Investment suggestion: The company's asset expansion in 2019Q4 will accelerate slightly, and the growth rate of revenue and return to net profit will decline. It is expected that it will be affected by seasonal factors, weak interest margins and increased write-off efforts. The non-performing loan ratio remained stable for several consecutive quarters, and the provision level rose slightly. The company continues to consolidate asset quality and promote the replenishment of capital levels at all levels, laying a good foundation for subsequent stable profitability. It is expected that the company's return to parent's net profit will increase by 8.0% and 7.7% in 2020-2021, and EPS will be 1.03 / 1.13 yuan / share. The current A-share stock price will be 5.91X / 5.48X and PE in 2020-2021, respectively. It is 0.62X / 0.57X. In the past two years, the company's A-share valuation PB hub is about 0.75 times. The agency gave the company 0.75 times PB valuation in 2020, corresponding to a reasonable value of 7.34 yuan / share. Maintain the buy rating. Refer to the current The discount of AH shares. The reasonable value of H shares is 5.42HKD / share. Maintain BUY rating.

Risk Warning: 1. Economic growth has fallen faster than expected, and asset quality has deteriorated significantly. 2. Increasing competition in deposits continues, the impact of falling asset-side interest rates has increased, and interest margins have weakened.
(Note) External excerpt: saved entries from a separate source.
PR #739, opened 2020-04-24
Bug/d3 asim 2179

spyrostz:


src/d3a/d3a_core/sim_results/file_export_endpoints.py
```diff
@@ -98,13 +85,36 @@ def update_sold_bought_energy(self, area: Area):
...
+                    self.traded_energy[area.uuid] = {"sold_energy": {}, "bought_energy": {}}
+                self._calculate_devices_sold_bought_energy(self.traded_energy[area.uuid],
+                                                           area.current_market)
+                self.traded_energy[area.name] = self.traded_energy[area.uuid]
+                if area.name not in self.balancing_traded_energy:
+                    self.balancing_traded_energy[area.name] = {"sold_energy": {},
+                                                               "bought_energy": {}}
+                if len(area.past_balancing_markets) > 0:
+                    self._calculate_devices_sold_bought_energy(
+                        self.balancing_traded_energy[area.name], area.current_balancing_market)
```
hannesdiedrich, line 115: I think this whole mechanism could be refactored and simplified in the frame of 2212.
But thanks for the starting point!

src/d3a/d3a_core/simulation.py
```diff
@@ -279,9 +280,10 @@ def _execute_simulation(self, slot_resume, tick_resume, console=None):
         self.simulation_config.external_redis_communicator.start_communication()
         self._update_and_send_results()
         for slot_no in range(slot_resume, slot_count):
+
             self._update_progress_info(slot_no, slot_count)
 
-            log.info(
+            log.warning(
```
hannesdiedrich, line 286: Probably a remnant of testing. Pleas revert to INFO. Thanks

src/d3a/d3a_core/simulation.py
```diff
@@ -356,13 +358,18 @@ def _execute_simulation(self, slot_resume, tick_resume, console=None):
...
-                self.export.export()
+                self.export.export(self.should_export_plots)
 
         if self.use_repl:
             self._start_repl()
 
+    @property
+    def should_export_plots(self):
+        return not self.redis_connection.is_enabled()
+
```
hannesdiedrich, line 372: In line 338 the CLI flag is also incorporated: 
`if self.export_on_finish or self.redis_connection.is_enabled():`
How about adding it here too?

src/d3a/models/area/event_dispatcher.py
```diff
@@ -215,8 +215,13 @@ def _delete_past_agents(self, area_agent_member):
                     if hasattr(agent, "engines"):
                         for engine in agent.engines:
                             del engine.forwarded_offers
+                            del engine.offer_age
+                            del engine.trade_residual
+                            del engine.ignored_offers
```
hannesdiedrich, line 220: Out of interest: How much memory did this change save?

src/d3a/models/area/markets.py
```diff
@@ -87,14 +85,14 @@ def _delete_past_markets(self, past_markets, timeframe):
...
-                past_markets[pm].traded_energy = {}
-                past_markets[pm].accumulated_actual_energy_agg = {}
+                del past_markets[pm].offers
+                del past_markets[pm].trades
+                del past_markets[pm].offer_history
+                del past_markets[pm].notification_listeners
+                del past_markets[pm].bids
+                del past_markets[pm].bid_history
+                del past_markets[pm].traded_energy
+                del past_markets[pm].accumulated_actual_energy_agg
```
hannesdiedrich, line 95: Really? Does it make a difference or is it "just" a cleaner way?

src/d3a/models/strategy/area_agents/two_sided_pay_as_bid_engine.py
```diff
@@ -225,6 +224,6 @@ def event_bid_split(self, *, market_id, original_bid, accepted_bid, residual_bid
                              f"{short_offer_bid_log_str(local_residual_bid)}")
 
     def _add_to_forward_bids(self, source_bid, target_bid):
-        bid_info = BidInfo(deepcopy(source_bid), deepcopy(target_bid))
+        bid_info = BidInfo(source_bid, target_bid)
```
hannesdiedrich, line 227: So I guess that the original objects of source_bid and target_bid stayed in memory and could not be deleted because the link was lost to them? Or is this something different?

src/d3a/models/strategy/load_hours.py
```diff
@@ -134,11 +134,23 @@ def event_market_cycle(self):
...
+        if ConstSettings.GeneralSettings.KEEP_PAST_MARKETS is True or \
+                self.area.current_market is None:
+            return
+        to_delete = []
+        for k in self.energy_requirement_Wh.keys():
+            if k < self.area.current_market.time_slot:
+                to_delete.append(k)
+        for k in to_delete:
+            del self.energy_requirement_Wh[k]
+            del self.state.desired_energy_Wh[k]
```
hannesdiedrich, line 153: Nice!

src/d3a/models/strategy/predefined_load.py
```diff
@@ -77,20 +77,20 @@ def __init__(self, daily_load_profile,
...
         for each slot.
         :return: None
         """
-        self.load_profile = read_arbitrary_profile(
+        load_profile = read_arbitrary_profile(
             InputProfileTypes.POWER,
             self.daily_load_profile)
-        self._update_energy_requirement()
+        self._update_energy_requirement(load_profile)
+        del self.daily_load_profile
```
hannesdiedrich, line 91: I guess that this makes a different when you have a large number of predefined loads, right?

src/d3a/d3a_core/sim_results/file_export_endpoints.py
spyrostz: I agree, it is definitely worth a refactoring. Adding it in the description of 2212.

src/d3a/d3a_core/simulation.py
spyrostz: Will do, thanks!

src/d3a/d3a_core/simulation.py
spyrostz: `self.export_on_finish` is responsible for controlling whether the csv files are exported too. In the case of redis connection, we still want the csv files to be produced, we do not want the plots to be exported though.

src/d3a/models/area/event_dispatcher.py
spyrostz: Cannot say exactly, because this was mostly an extra security layer. The real change that actually forced the IAAs to be deleted was this: https://github.com/gridsingularity/d3a/pull/739/files#diff-d67f7f839ba3365d818a4d178e4b487fL79 . I can run a (not so quick) test though if you are interested, ping me if you would like to. Thanks!

src/d3a/models/area/markets.py
spyrostz: Should not make a difference. I was trying to make it consistent with the IAAs actually. It also is clearer to my eyes the intent of these calls (essentially a `del` indicates that the argument does not plan to be reused, contrary to `{}` which indicates that the argument will be reused - to my eyes at least)

src/d3a/models/strategy/area_agents/two_sided_pay_as_bid_engine.py
spyrostz: Indeed. I saw a huge amount of memory (about 50 MBs) of type `Bid` after using this tool https://pypi.org/project/memory-analyzer/ . Once I threw out the deepcopies, this was decreased by a lot.

src/d3a/models/strategy/predefined_load.py
spyrostz: Indeed. I am not sure if it is worth it actually, because this memory allocation is visible from the start of the simulation, despite that does not hurt to get rid of the profile since it is not needed.

src/d3a/d3a_core/simulation.py
hannesdiedrich: Yes, you are right. Ignore my comment then.

src/d3a/models/area/markets.py
hannesdiedrich: Agreed! Thanks!

src/d3a/models/strategy/area_agents/two_sided_pay_as_bid_engine.py
hannesdiedrich: Awesome!

src/d3a/d3a_core/sim_results/file_export_endpoints.py
hannesdiedrich: Thanks!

The stock has received 47 overweight ratings, 28 buy ratings, 3 prudent overweight ratings, 3 neutral ratings, 2 recommended ratings, 2 outperform ratings, and 1 BUY rating in the last 6 months. .


[14:07 SAIC Group (600104): For the first time in December, it is optimistic that SAIC sales will return to growth in 2020]

On January 9, SAIC Group (600104) was given a BUY rating.

Risk reminders: 1. The industry's business climate continues to slump;
In the past 6 months, the stock has received 90 buy ratings, 20 overweight ratings, 14 recommended ratings, 5 strong push ratings, 5 outperforming industry ratings, 3 strongly recommended-A ratings, and 3 cautious recommendations. Rating, 3 times better than the market rating, and 1 hold rating.